PR #172, opened 2020-07-17
Feature/modbus add additional address formats and change lowest register to 1.

hutcheb:
- Address formats similar to 400001, 000001 were added
- Address formats similar to 4x00001, 0x000001 were added.
- Changed the lowest address the user can reference to 1 instead of 0.

### DIFF
--- a/plc4j/drivers/modbus/src/main/java/org/apache/plc4x/java/modbus/field/ModbusField.java
+++ b/plc4j/drivers/modbus/src/main/java/org/apache/plc4x/java/modbus/field/ModbusField.java
@@ -28,26 +28,23 @@ import java.util.regex.Pattern;
 public abstract class ModbusField implements PlcField {
 
     public static final Pattern ADDRESS_PATTERN = Pattern.compile("(?<address>\\d+)(\\[(?<quantity>\\d+)])?");
+    protected static final int protocolAddressOffset = 1;
 
     private final int address;
 
     private final int quantity;
 
     public static ModbusField of(String addressString) throws PlcInvalidFieldException {
-        Matcher matcher = ModbusFieldCoil.ADDRESS_PATTERN.matcher(addressString);
-        if(matcher.matches()) {
+        if(ModbusFieldCoil.matches(addressString)) {
             return ModbusFieldCoil.of(addressString);
         }
-        matcher = ModbusFieldDiscreteInput.ADDRESS_PATTERN.matcher(addressString);
-        if(matcher.matches()) {
+        if(ModbusFieldDiscreteInput.matches(addressString)) {
             return ModbusFieldDiscreteInput.of(addressString);
         }
-        matcher = ModbusFieldHoldingRegister.ADDRESS_PATTERN.matcher(addressString);
-        if(matcher.matches()) {
+        if(ModbusFieldHoldingRegister.matches(addressString)) {
             return ModbusFieldHoldingRegister.of(addressString);
         }
-        matcher = ModbusFieldInputRegister.ADDRESS_PATTERN.matcher(addressString);
-        if(matcher.matches()) {
+        if(ModbusFieldInputRegister.matches(addressString)) {
             return ModbusFieldInputRegister.of(addressString);
         }
         throw new PlcInvalidFieldException("Unable to parse address: " + addressString);
@@ -55,6 +52,9 @@ public abstract class ModbusField implements PlcField {
 
     protected ModbusField(int address, Integer quantity) {
         this.address = address;
+        if ((this.address + protocolAddressOffset) <= 0) {
+            throw new IllegalArgumentException("address must be greater then zero. Was " + (this.address + protocolAddressOffset));
+        }
         this.quantity = quantity != null ? quantity : 1;
         if (this.quantity <= 0) {
             throw new IllegalArgumentException("quantity must be greater then zero. Was " + this.quantity);
--- a/plc4j/drivers/modbus/src/main/java/org/apache/plc4x/java/modbus/field/ModbusField.java
+++ b/plc4j/drivers/modbus/src/main/java/org/apache/plc4x/java/modbus/field/ModbusField.java
@@ -28,7 +28,8 @@ import java.util.regex.Pattern;
 public abstract class ModbusField implements PlcField {
 
     public static final Pattern ADDRESS_PATTERN = Pattern.compile("(?<address>\\d+)(\\[(?<quantity>\\d+)])?");
-    protected static final int protocolAddressOffset = 1;
+    public static final Pattern FIXED_DIGIT_MODBUS_PATTERN = Pattern.compile("(?<address>\\d{4,5})(\\[(?<quantity>\\d+)])?");
+    protected static final int PROTOCOL_ADDRESS_OFFSET = 1;
 
     private final int address;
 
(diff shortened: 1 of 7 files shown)


plc4j/drivers/modbus/src/main/java/org/apache/plc4x/java/modbus/field/ModbusField.java
```diff
@@ -28,33 +28,33 @@ Licensed to the Apache Software Foundation (ASF) under one
...
-        if(matcher.matches()) {
+        if(ModbusFieldInputRegister.matches(addressString)) {
             return ModbusFieldInputRegister.of(addressString);
         }
         throw new PlcInvalidFieldException("Unable to parse address: " + addressString);
     }
 
     protected ModbusField(int address, Integer quantity) {
         this.address = address;
+        if ((this.address + protocolAddressOffset) <= 0) {
```
chrisdutz: Are you sure this shouldn't be "this.address - protocolAddressOffset" ... as far as I remember something "400001" would refer to address holding-register address 0 ...

plc4j/drivers/modbus/src/main/java/org/apache/plc4x/java/modbus/field/ModbusField.java
```diff
@@ -28,33 +28,33 @@ Licensed to the Apache Software Foundation (ASF) under one
...
+            throw new IllegalArgumentException("address must be greater then zero. Was " + (this.address + protocolAddressOffset));
```
chrisdutz: Same as above

plc4j/drivers/modbus/src/main/java/org/apache/plc4x/java/modbus/field/ModbusFieldCoil.java
```diff
@@ -26,17 +26,37 @@ Licensed to the Apache Software Foundation (ASF) under one
 public class ModbusFieldCoil extends ModbusField {
 
     public static final Pattern ADDRESS_PATTERN = Pattern.compile("coil:" + ModbusField.ADDRESS_PATTERN);
+    public static final Pattern ADDRESS_SHORTER_PATTERN = Pattern.compile("0" + ModbusField.ADDRESS_PATTERN);
```
chrisdutz: I would probably use a second ADDRESS_PATTERN here as this would also mach "01" ... I think it has to be 5 digits, correct? So perhaps using a "FIVE_DIGIT_MODBUS_PATTERN" instead would be a good idea?

plc4j/drivers/modbus/src/main/java/org/apache/plc4x/java/modbus/field/ModbusFieldDiscreteInput.java
```diff
@@ -26,21 +26,40 @@ Licensed to the Apache Software Foundation (ASF) under one
...
+        } else {
+          throw new PlcInvalidFieldException(addressString, ADDRESS_PATTERN);
         }
-        int address = Integer.parseInt(matcher.group("address"));
+        return matcher;
+    }
+
+    public static ModbusFieldDiscreteInput of(String addressString) throws PlcInvalidFieldException {
+        Matcher matcher = getMatcher(addressString);
+        matcher.find();
```
chrisdutz: You are ignoring the result of the find ... what's it meant for?

chrisdutz: perhaps a "matches(...)" check at the beginning would be good ... I mean you do the check in the FieldHandler, but one could call the of method from somewhere else ... so instead of "matcher.find()" I would probably do a "if(!matcher.matches())" and throw an InvalidFieldException if it doesn't match.

chrisdutz (changes requested):
Hi Ben,

thanks for this PR. I really like it a lot. I did have some little suggestions though.
- In the FieldHandler I think the offset should be subtracted, not added
- For the new formats, I think a pattern checking for 5-digit numbers would be a good thing
- Calling "check" instead of "find" to validate in the "of" methods.

But I really like the look of your changes. Thanks a lot for that :-)

plc4j/drivers/modbus/src/main/java/org/apache/plc4x/java/modbus/field/ModbusField.java
hutcheb: this.address stores the address sent over the wire starting at 0 instead of address 1. I didn't want to have a check that checks if the value is < 0 and have the exception say you can't have an address < 1 as it might be confusing.

In the constructor for each memory area I subtract 1 from the address before storing it in this.address.

chrisdutz: Aaaahh yeah ... now I got you ... and yes ... indeed "address" would be the decremented value ... so yeah ... just ignore my comment ;-)

plc4j/drivers/modbus/src/main/java/org/apache/plc4x/java/modbus/field/ModbusFieldCoil.java
hutcheb: I wasn't too sure about this because depending on the device they will list the Modbus address as 40001 or 400001. The extra 0 seems to have been added when the larger memory areas started to be used.

In Proworx NXT when referencing Modbus addresses you can just type 41 and it will always take the first digit as the memory area, the rest will be the address. I wasn't sure about extending the format to this extent.

It doesn't make sense to have more than 5 digits for the address though or values greater than 65536. I can fix this up.

plc4j/drivers/modbus/src/main/java/org/apache/plc4x/java/modbus/field/ModbusFieldDiscreteInput.java
hutcheb: Calling the getMatcher mehod checks for the case that the pattern isn't found by raising the exception. I moved the exception to that method so I didn't have to worry about returning a null value.

I found that the find() call then needs to be added as I wasn't calling the matches() method to find the first match. We can ignore the result of this as the getMatcher method has already confirmed that at least one instance will be found.

chrisdutz: Yeah .. in that case I would prefer "5 or more" digits (You can probably just do 5-6 digits)

chrisdutz: Ups seems that response wen't to the wrong comment ... sorry ... well I just noticed that IntelliJ was complaining ... And yeah ... if it wouldn't match, it wouldn't pass the getMatcher() call ... so how about instead of creating one matcher to check if it matches and then to return a new one ... how about returning the instance you used to check?

plc4j/drivers/modbus/src/main/java/org/apache/plc4x/java/modbus/field/ModbusFieldCoil.java
chrisdutz: Yeah .. in that case I would prefer "5 or more" digits (You can probably just do 5-6 digits)

plc4j/drivers/modbus/src/main/java/org/apache/plc4x/java/modbus/field/ModbusFieldDiscreteInput.java
hutcheb: Yeah that makes more sense, I'll change that.

PR #175, opened 2020-08-02
See issue reported by Stefano Bossi.

JulianFeinauer:
- removed assert as this is not called in any java setup in S7Field
- Added support for parsing of multiple requested fields.


chrisdutz:
LGTM

PR #177, opened 2020-08-10
Feature/port simotion rel 06

JulianFeinauer:
Ported Simotion Support code from @chrisdutz to 0.6 branch and replaced mspec part with "native" logik.


sruehl:
do we still need this PR? Looks pretty empty to me atm

PR #178, opened 2020-08-14
Fix ToAnsi method : bufferoverflow

JohannaMillet:
ToAnsi metod in EipProtocolLogic throws Bufferoverflow exception for tags that have more than one '.' in it.
Fixed by increased allocated data in Buffer.


ottobackwards:
Thanks for the contribution.
Is there a way you can write a unit test for this issue?

chrisdutz:
Hi Johanna, 

sorry for me picking this up so late ... I just had a look ... your code changes generally look good, and I'm not going to insist on tests as in that case I would have to reject most of my stuff to ;-)

Does the driver work with your changes? Are you able to read with multiple "." in them? I'm asking this stupid questions as I don't know the protocol and want to understand if this just makes the Execption go away.

Chris

PR #179, opened 2020-08-16
Feature/plc4py

vemmert:
I set the minimum Python version to 3.5, because that's what the current pytest requires.


ottobackwards:
I don't understand the commits from 2019?  Can you rebase this into a single commit so we can start clean?
Also, i don't think we need the egg info

ottobackwards:
Can we use python 3.8?  3.9 is about to come out.  We shouldn't start off so behind.

ottobackwards (approved):
looks good, we can iterate on the rest.
I was able to ->
- pyenv local 3.8.2
- poetry install
- poetry pytest

PR #182, opened 2020-08-28
PLC4X-244 Support for variable length padding fields.

splatch:
Padding expression must now evaluate to an integer specifying how many times 'padding' field needs to be read or written to the buffer.

S7 parser tests are fine with this change as well as my experiments with socketcan payloads.


chrisdutz:
I will probably need to add something to the size-calculation in C too, but I'll take care of this. Perhaps also change the name of the varialbe from "needsPadding" to "numPading" or similar ... "needs" sounds binary to me.

chrisdutz:
Just saw that due to the nature of C ... you found all the places that needed adjusting ... thank you very much :-)

chrisdutz (approved):

splatch:
Good spot on naming, I did a blind change trying to keep it close to initial names. Anyhow, thanks for taking care of this!

PR #1803, opened 2024-10-06
fix: Updated the subscription API to match the changes of the others

chrisdutz:
So I updated the subscription api to match the structure of the updated read- and write-api ... now also the Subscription API supports having individually invalid tags without failing the entire request.

Also refactored the subscription request to register a handler for the entire request instead of each tag.


plc4j/drivers/firmata/src/test/java/org/apache/plc4x/java/firmata/readwrite/FirmataManualTest.java
```diff
@@ -30,7 +30,7 @@ public static void main(String[] args) throws Exception {
 
         // Default for the Firmata Arduino sketch is, 57600 baud, 8 data-bits, no parity and one stop bit (Which is the default for the Serial transport)
         try(PlcConnection connection = PlcDriverManager.getDefault().getConnectionManager().getConnection("firmata:///dev/tty.usbmodem2114401")) {
-            PlcSubscriptionRequest subscriptionRequest = connection.subscriptionRequestBuilder().addEventTagAddress("analog1", "analog:1").addPreRegisteredConsumer("analog1", plcSubscriptionEvent -> {
+            PlcSubscriptionRequest subscriptionRequest = connection.subscriptionRequestBuilder().addEventTagAddress("analog1", "analog:1").setConsumer(plcSubscriptionEvent -> {
```
sruehl, line 33: shouldn't the consumer be set then as 3rd argument in `addEventTagAddress` following that logic? otherwise that would semantical not the same

plc4j/drivers/iec-60870/src/test/java/org/apache/plc4x/java/iec608705104/ManualTest.java
```diff
@@ -37,10 +37,10 @@ public static void main(String[] args) throws Exception {
                 throw new RuntimeException("Subscription not supported");
             }
 
-            plcConnection.subscriptionRequestBuilder().addChangeOfStateTagAddress("all", "*").addPreRegisteredConsumer("all", plcSubscriptionEvent -> {
+            plcConnection.subscriptionRequestBuilder().addChangeOfStateTagAddress("all", "*").setConsumer(plcSubscriptionEvent -> {
```
sruehl, line 40: shouldn't the consumer be set then as 3rd argument in addEventTagAddress following that logic? otherwise that would semantical not the same

sruehl (approved):

plc4j/drivers/firmata/src/test/java/org/apache/plc4x/java/firmata/readwrite/FirmataManualTest.java
chrisdutz: That was an example of how to register a handler for all tags of the request ... in that case it was only one, so yes ... there would be no difference to using the handler registation for an individual tag.

PR #1833, opened 2024-10-18
Fix coil read problem.

glcj:
Modbus driver does not read Coil & Discrete Inputs correctly.

1. It does not return Coil & Discrete Inputs
2. The bits are returned in order from top bit to bottom bit and must be inverted.

Coil writing needs to be tested.


chrisdutz (commented):
I implemented this in a way that it worked with the setup my coleagues were working with ... I do expect that these changes would break things with them.

For the different endianess we explicitly introduced the: 'default-payload-byte-order' configuration option.
Have you checked that none of the existing encoding options:
- BIG_ENDIAN
- LITTLE_ENDIAN
- BIG_ENDIAN_BYTE_SWAP
- LITTLE_ENDIAN_BYTE_SWAP
Help in your case?

chrisdutz (changes requested):
Having a more detailed look it seems you half-overrode the functionality I have in getReadBuffer in your adapted getResponseDataForTag method. Also removing the entire coil handing a bit higher in the class will 100% break things in the usecase that I tested things with.

glcj:
Hello,

Thanks for your time in checking,

I performed the tests with default configuration values ​​since the bit return order does not correspond to the order of the requested registers (not BYTES).

Eventually the modification corrects the reading of bit arrays in coils "0x00001:BOOL[48]". The driver  version 0.13.0-SNAPSHOT does not return the values ​​(at least until the tests performed last night).

Regarding the Inputs Register, it does return the bit array "1x00001:BOOL[48]" but not in the correct order.

If the people you point out are using the driver, they are probably only using the registers that do work. If you can discuss this with that team, that would be excellent.

Many applications use only registers.

I compared the traces against Applicom, CAS and ModbusPoll, so the protocol dialog is not the problem. I've already posted the screenshots on Slack with both types of records 0x0 and 1x0 requested and received in the correct order.

Please tell me which tests do not pass so I can compare apples with apples.

Thanks again,

chrisdutz:
So when working on the optimizer I added test-cases for the situations I was implementing ... it sort of seems as if you didn't run the testsuites. If I switch to your branch I see several of the tests failing. Please specially pay attention to the tests in the 
plc4x/plc4j/drivers/modbus/src/test/java/org/apache/plc4x/java/modbus/base/optimizer directory. I particularly modelled exactly the request structutes we were reading. So I guess the LittleEndianByteSwapTest is a perfect test for that usecase and it clearly states that your patch breaks this scenario.

Please pay a bit more attention to the tests that we have ... they are not for being skipped.

glcj:
Hi Chris,

I think my added value here is that I can test the driver against various devices and I can tell you again that Modbus for 0x and 1x functions has problems in the 0.13.0-SNAPSHOT development branch and a solution proposal is in this PR.

Here we are talking about bits and bytes, but in my mind I get an image of a valve that has CO2 on one side and NaOH on the other. Unit tests help, but my tests will be with real equipment. If I find any strange ones I will notify the team immediately, as I am actually doing.

Attached test with the Applicom driver as MODBUS server, the interesting thing about this driver is that it can vary the protocol depending on various TSX QUATUM models or standard Modbus.

Thank you for your support,





imagen


imagen

imagen

chrisdutz:
Well... The test is the data from a real world use case... I can have a more detailed look, but I am quite sure you're not setting the right endianess. I would expect your changes to not break my test case. Otherwise they break my usecase.

chrisdutz:
@glcj could you please simply whip up a unit test like the one I created for my test case? I guess only this way will we be able to implement something that works with both devices.

glcj:
Hi Chris,

I've already placed in the "fix/modbus" branch the test based on the frame returned by one of my devices and according to the pattern of the existing tests . (OpenModSim, Applicom and Odot gateway).

I tried to evaluate the frame of your reference test but none of the Modbus parsers could interpret it, I leave you in the notes the link of the tool (CAS doesn't interpret it either).

If you have the device model that you used to generate that pattern it would be interesting to have it as a general knowledge.

I'll be attentive to any observations,

Best regards,

chrisdutz:
So ... Even if we ignore the test that I built for the setup of my colleagues, I still have failing tests:
The ModbusTypAllDatatypesIT fails for the boolean register
Also the ManualModbusTCPDriverTest fails for the BOOL address

glcj:
Hi Chris,

To continue with the tests I ask you to work with a common device so we can compare apples with apples. I propose to you:

https://github.com/serhmarch

The results obtained with this Simulator are the same with the Applicom driver, ModbusPull, etc.

Or if you have another emulator of your choice that I can access, I will gladly download it.

We are going to run the driver without any type of BYTE exchange since the responses of these devices are standard. Regarding this point, I left you an observation in the test that I added.

It would also be helpful if you put the complete captures of the device under test.

Thank you for your time,

chrisdutz:
So ... having a more detailed look on your PR and the code you changed ... so in the ModbusOptimizer you removed the handling of the Coils and treat everything like a register ... however for a register one element consumes 2 bytes and a coil it consumes one bit. These "matchesRegister" and "matchesCoil" calls should produce quite different results. Not sure how it even works without it, admittedly.

I also think the main difference is: The optimizer is made for grouping multiple tags together and to reduce the number of requests sent to the PLC. In your case you simply read one tag, which is an array. I think I should probably have a look if there's anything special with that.

Right now merging this PR will effectively break the optimizer ... how about disabling/enabling it via configuration?

chrisdutz:
So I don't have the time to address this ... so if you ensure the test-suite is green, feel free to merge ... if things break for my colleagues (which I expect) I might get the time to fix it again, but with my current 4h/week ... no chance.

glcj:
Ok, I'll check everything again and verify the tests. With everything in green I'll perform the merge. If anything comes up I'll be on the lookout.

glcj:
The following changes were included in this modification.

1. Reading of a BOOL type from a HoldingRegister is enabled. In this particular case the HR must have a value of 0/1.
2. In the case of Coils and InputRegisters, they are always treated as BIG_ENDIAN, as specified by the standard.
3. In the case of optimized readings the value of the bit is interpreted directly from the acquired buffer and transferred as a short.
4. In all cases of bit readings in arrays or from an optimized call, the bits are returned in a consistent order.
5. All tests provided for the driver pass.

plc4j/drivers/modbus/src/test/java/org/apache/plc4x/java/modbus/ManualModbusTCPDriverTest.java
```diff
@@ -69,22 +92,22 @@ public ManualModbusTCPDriverTest(String connectionString) {
     }
 
     public static void main(String[] args) throws Exception {
-        ManualModbusTCPDriverTest test = new ManualModbusTCPDriverTest("modbus-tcp://192.168.23.30");
+        ManualModbusTCPDriverTest test = new ManualModbusTCPDriverTest("modbus-tcp://10.10.1.200:10502?default-payload-byte-order=LITTLE_ENDIAN_BYTE_SWAP");
         test.addTestCase("holding-register:1:BOOL", new PlcBOOL(true)); // 0001
         test.addTestCase("holding-register:2:BYTE", new PlcBYTE(42)); // 2A
         //test.addTestCase("holding-register:3:WORD", new PlcWORD(42424)); // A5B8
-        test.addTestCase("holding-register:4:DWORD", new PlcDWORD(4242442424L)); // FCDE 88B8
+        test.addTestCase("holding-register:4:DWORD", new PlcDWORD(424244242L)); // 1949 7412
```
chrisdutz, line 99: Why change this to the smaller number? 4242442424 is a 32 bit unsigned value. Adding one more digit would make it a 33 bit number ... if you needed to go down to a 29-bit number, then I think there might be something wrong with the decoding.

plc4j/drivers/modbus/src/test/java/org/apache/plc4x/java/modbus/ManualModbusTCPDriverTest.java
```diff
@@ -69,22 +92,22 @@ public ManualModbusTCPDriverTest(String connectionString) {
...
         test.addTestCase("holding-register:13:UINT", new PlcUINT(42424)); // A5B8
-        test.addTestCase("holding-register:14:DINT", new PlcDINT(-242442424)); // F18C 9F48
-        test.addTestCase("holding-register:16:UDINT", new PlcUDINT(4242442424L));// FCDE 88B8
+        test.addTestCase("holding-register:14:DINT", new PlcDINT(-242442424)); // 1949 7412
+        test.addTestCase("holding-register:16:UDINT", new PlcUDINT(424244242L));// FCDE 88B8
         test.addTestCase("holding-register:18:LINT", new PlcLINT(-4242442424242424242L));// C51F D117 B2FB B64E
         test.addTestCase("holding-register:22:ULINT", new PlcULINT(4242442424242424242L));// 3AE0 2EE8 4D04 49B2
         test.addTestCase("holding-register:26:REAL", new PlcREAL(3.141593F));// 4049 0FDC
-        test.addTestCase("holding-register:28:LREAL", new PlcLREAL(2.71828182846D)); // 4005 BF0A 8B14 5FCF
+        test.addTestCase("holding-register:28:LREAL", new PlcLREAL(2.71)); // 4005 BF0A 8B14 5FCF
```
chrisdutz, line 110: Why cut off the fractional digits? if you enter the hex value here: https://baseconvert.com/ieee-754-floating-point you get the number that I had in there (I think this was the precision that Java has). So if your driver returns only 2.71, I would assume that something's wrong.

plc4j/drivers/modbus/src/test/java/org/apache/plc4x/java/modbus/base/optimizer/LittleEndianByteSwapTest.java
```diff
@@ -183,9 +184,9 @@ public void testLittleEndianByteSwap() throws Exception {
         input.put("variable129",   new String[]{"coil:165:BOOL",             "false"});
         input.put("variable130",   new String[]{"coil:167:BOOL",             "false"});
         input.put("variable131",   new String[]{"coil:169:BOOL",             "false"});
-        input.put("variable132",   new String[]{"coil:171:BOOL",             "false"});
+        input.put("variable132",   new String[]{"coil:171:BOOL",             "true"});
```
chrisdutz, line 187: Why change this? This should not matter at all when reading and just requires me to change the program on my test-devices.

plc4j/drivers/modbus/src/test/java/org/apache/plc4x/java/modbus/base/optimizer/LittleEndianByteSwapTest.java
```diff
@@ -248,7 +249,8 @@ public void testLittleEndianByteSwap() throws Exception {
         Map<PlcReadRequest, BaseOptimizer.SubResponse<PlcReadResponse>> readResponses = new HashMap<>();
         readResponses.put(firstRequest, new BaseOptimizer.SubResponse<>(
             new DefaultPlcReadResponse(firstRequest, Map.of(
-                "coils0", new DefaultPlcResponseItem<>(PlcResponseCode.OK, new PlcRawByteArray(Hex.decodeHex("3060480c00c084000000000000000000000000000000")))))));
+                //"coils0", new DefaultPlcResponseItem<>(PlcResponseCode.OK, new PlcRawByteArray(Hex.decodeHex("3060480c00c084000000000000000000000000000000")))))));
+                "coils0", new DefaultPlcResponseItem<>(PlcResponseCode.OK, new PlcRawByteArray(Hex.decodeHex("10404004004004000000000000000000000000000044")))))));
```
chrisdutz, line 253: I assume the reason the data here changed, is because of the changed endianess in the connection string, right? In that case would I prefer us to have different tests for different encodings. Now it's impossible to switch between different types of PLCs ... in order to switch back to mine (if I updated the data in them) I would still need to change this code.

plc4j/drivers/modbus/src/test/java/org/apache/plc4x/java/modbus/ManualModbusTCPDriverTest.java
glcj: This is because the application used (MonbusTools), his field editor does not allow me to enter the last digit. It does not affect the result since what is important is the order of the bytes.

plc4j/drivers/modbus/src/test/java/org/apache/plc4x/java/modbus/ManualModbusTCPDriverTest.java
glcj: Here again it is because the ModbusTools tool and an OPC-DA client against the DirectLink driver apply scientific notation, so it is easier to read 2.71

plc4j/drivers/modbus/src/test/java/org/apache/plc4x/java/modbus/base/optimizer/LittleEndianByteSwapTest.java
glcj: To validate that the bit position calculation within the optimization byte buffer is correct.

plc4j/drivers/modbus/src/test/java/org/apache/plc4x/java/modbus/base/optimizer/LittleEndianByteSwapTest.java
glcj: I used the bit pattern from the optimizer test, 175 coils, on two different devices and they returned the same byte sequence and according to the Modbus standard, so I used it as a reference.
I want to validate with other devices, but bit (coil) requests are always answered in BIG_ENDIAN, which is consistent with the standard, but I need to reconfirm this.

plc4j/drivers/modbus/src/test/java/org/apache/plc4x/java/modbus/ManualModbusTCPDriverTest.java
chrisdutz: Yeah ... ok ... at least that's a reason I would accept ... possibly entering it as a signed integer would work? so probably some large negative number? (I just used some binary conversion tools to convert my initial value into a signed-integer value and the result is: -52524872) then we wouldn't be adjusting our tests to the bugs of a tool we use and would actually also test the boundaries of signed and unsigned integers.

plc4j/drivers/modbus/src/test/java/org/apache/plc4x/java/modbus/ManualModbusTCPDriverTest.java
chrisdutz: I intentionally defined the test data to test the range of the values ... so do I understand it correctly, that in the tool you can only define two decimal digits?

chrisdutz (approved):
Giving up on this ... merge if you like.

chrisdutz:
What's the status on this one?

chrisdutz:
Hmmm ... I guess I should probably close this .... the original base is completely out of date.

PR #1857, opened 2024-10-29
Reorganize page titles by 1 level

splatch:
Small re-organization of site titles so we get proper `<title>` tags in HTML output. Currently it fails to build.


chrisdutz (approved):
No real need to approve this ... you could locally build the site and have a look, or you merge the build and Jenkins will do that for you. If it breaks the site, we simply revert that commit. So I'd say: Go for it.

splatch:
It fails locally for me already, will try to adjust plugin versions, if it fails I'll lave it open.

PR #1878, opened 2024-11-08
fix(plc4j/drivers/s7): Delete 2 duplicate classes

jmeierhofer:
Delete 2 duplicate classes, the used ones are located in org.apache.plc4x.java.s7.readwrite.protocol.

image


sruehl:
@glcj why are those files in both locations? Fix looks fine, can't judge where they are supposed to be...

sruehl (approved):

glcj:
Hi,

S7Mux is actually an interface. Normally it should be in a ".api" package.

Its purpose is to be able to implement with a second instance of "S7MuxImpl", the case of four communication channels that Siemens achieves with the RECONNECT application [1].

A bit difficult to achieve, but oh well, that was the idea.

I don't see any problem with the modification.

1. https://mall.industry.siemens.com/mall/es/WW/Catalog/Product/6GK1716-0HB00-3AE0

sruehl:
K, ty for the PR

PR #1880, opened 2024-11-09
feat(site): Migrated the website to use Antora.

hutcheb:
Its in a position to be reviewed, still need to merge the changes from @splatch but it should be working.

To build it use.
mvn site

It doesn't use the build-tools repo.


chrisdutz:
This additional "src" module feels really a bit odd ... usually the "src" directoy is part of the plc4x-parent module and the convention is that sources for generating the site is located under "src/site". So how about creating a new "website" module and moving everything there? The current structure feels like you're mixing up things.

hutcheb:
@chrisdutz so it now has a website module and doesn't use the src folder.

········

*DIRECTIONS*. In the listing, find all lines with the string "similar" and copy them.

*ANSWER FOR THIS EXERCISE*.
- Address formats similar to 400001, 000001 were added
- Address formats similar to 4x00001, 0x000001 were added.
I will probably need to add something to the size-calculation in C too, but I'll take care of this. Perhaps also change the name of the varialbe from "needsPadding" to "numPading" or similar ... "needs" sounds binary to me.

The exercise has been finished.